(Stored items)
-.-.-

Issue #1305, opened 2019-09-23
Right click “new query” doesn’t set the connection to the selected database


pensivebrian:
- MSSQL Extension Version: "\\scratch2\scratch\adbist\vscode-mssql\mssql-1.7.0-win7-x64.vsix"
- VSCode Version: 1.38.0
- OS Version: Windows Server 2016

Steps to Reproduce:

1. In object explorer, connect to a server with two database: database1 and database 2
2. Expand database1
2. Right click on database2, and select “new query”
3. Run SELECT DB_Name()

Expected: database2 output
Actual: database1 output

pensivebrian:
Hmm... I can't repro this anymore. I'll see if I can distill the repro a bit more.

pensivebrian:
Okay, my guess is, if you click around in database2 before and async action completes for database1 completes, the connection context for database1 is set for database 2, so any right click operation is not running against the wrong database.

PR #1338, opened 2019-09-27
Bug fixes

abist:
1. Fixes Object Explorer's `New Query` context menu action. Fixes https://github.com/microsoft/vscode-mssql/issues/1305
It already used to connect to another database, but now a node wouldn't show up on OE even if the database name is different.

2. Add back script select for Views that got removed and rearranged the order to match ADS.
3. Remove `Refresh` option from disconnected nodes and match the command palette when condition to match the context menu's.
4. Added icons that show whether a server is connected (green) or not (red).


abist:
@Charles-Gagnon @kburtram @pensivebrian Will merge this PR EOD if I don't hear anything.

Charles-Gagnon:
@abist FYI it would be great if you could update the title to be more descriptive - that's going to be the commit message and so having a commit be "bug fixes" doesn't really help if you're looking through history.

abist:
@Charles-Gagnon that's the title of the PR not the commit. I have listed the bug fixes in the details with the commits.

src/controllers/mainController.ts
```diff
@@ -191,9 +188,9 @@ export default class MainController implements vscode.Disposable {
                         Constants.cmdScriptSelect, async (node: TreeNodeInfo) => {
                     const uri = await this._untitledSqlDocumentService.newQuery();
                     if (!this.connectionManager.isConnected(uri.toString())) {
-                        const connectionCreds = node.connectionCredentials;
+                        let connectionCreds = node.connectionCredentials;
                         const databaseName = `${escapeCharacters(self.getDatabaseName(node))}`;
```
Charles-Gagnon: Why did you change this? const just means you can't change what connectionCreds is pointing to - you're still free to modify the properties of a const.

src/controllers/mainController.ts
```diff
@@ -160,14 +160,11 @@ export default class MainController implements vscode.Disposable {
                     vscode.commands.registerCommand(
                         Constants.cmdObjectExplorerNewQuery, async (treeNodeInfo: TreeNodeInfo) => {
                     const connectionCredentials = treeNodeInfo.connectionCredentials;
-                    if (connectionCredentials) {
-                        const databaseName = `${escapeCharacters(self.getDatabaseName(treeNodeInfo))}`;
-                        if (databaseName !== connectionCredentials.database) {
-                            connectionCredentials.database = databaseName;
-                        }
+                    const databaseName = `${escapeCharacters(self.getDatabaseName(treeNodeInfo))}`;
+                    if (databaseName !== connectionCredentials.database) {
```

-.-.-

=== PROMPT ===
From the records above, please extract every line and repeat it exactly.

=== RESULT OF THIS TASK ===
Issue #1305, opened 2019-09-23
Right click “new query” doesn’t set the connection to the selected database


pensivebrian:
- MSSQL Extension Version: "\\scratch2\scratch\adbist\vscode-mssql\mssql-1.7.0-win7-x64.vsix"
- VSCode Version: 1.38.0
- OS Version: Windows Server 2016

Steps to Reproduce:

1. In object explorer, connect to a server with two database: database1 and database 2
2. Expand database1
2. Right click on database2, and select “new query”
3. Run SELECT DB_Name()

Expected: database2 output
Actual: database1 output

pensivebrian:
Hmm... I can't repro this anymore. I'll see if I can distill the repro a bit more.

pensivebrian:
Okay, my guess is, if you click around in database2 before and async action completes for database1 completes, the connection context for database1 is set for database 2, so any right click operation is not running against the wrong database.

PR #1338, opened 2019-09-27
Bug fixes

abist:
1. Fixes Object Explorer's `New Query` context menu action. Fixes https://github.com/microsoft/vscode-mssql/issues/1305
It already used to connect to another database, but now a node wouldn't show up on OE even if the database name is different.

2. Add back script select for Views that got removed and rearranged the order to match ADS.
3. Remove `Refresh` option from disconnected nodes and match the command palette when condition to match the context menu's.
4. Added icons that show whether a server is connected (green) or not (red).


abist:
@Charles-Gagnon @kburtram @pensivebrian Will merge this PR EOD if I don't hear anything.

Charles-Gagnon:
@abist FYI it would be great if you could update the title to be more descriptive - that's going to be the commit message and so having a commit be "bug fixes" doesn't really help if you're looking through history.

abist:
@Charles-Gagnon that's the title of the PR not the commit. I have listed the bug fixes in the details with the commits.

src/controllers/mainController.ts
```diff
@@ -191,9 +188,9 @@ export default class MainController implements vscode.Disposable {
                         Constants.cmdScriptSelect, async (node: TreeNodeInfo) => {
                     const uri = await this._untitledSqlDocumentService.newQuery();
                     if (!this.connectionManager.isConnected(uri.toString())) {
-                        const connectionCreds = node.connectionCredentials;
+                        let connectionCreds = node.connectionCredentials;
                         const databaseName = `${escapeCharacters(self.getDatabaseName(node))}`;
```
Charles-Gagnon: Why did you change this? const just means you can't change what connectionCreds is pointing to - you're still free to modify the properties of a const.

src/controllers/mainController.ts
```diff
@@ -160,14 +160,11 @@ export default class MainController implements vscode.Disposable {
                     vscode.commands.registerCommand(
                         Constants.cmdObjectExplorerNewQuery, async (treeNodeInfo: TreeNodeInfo) => {
                     const connectionCredentials = treeNodeInfo.connectionCredentials;
-                    if (connectionCredentials) {
-                        const databaseName = `${escapeCharacters(self.getDatabaseName(treeNodeInfo))}`;
-                        if (databaseName !== connectionCredentials.database) {
-                            connectionCredentials.database = databaseName;
-                        }
+                    const databaseName = `${escapeCharacters(self.getDatabaseName(treeNodeInfo))}`;
+                    if (databaseName !== connectionCredentials.database) {
```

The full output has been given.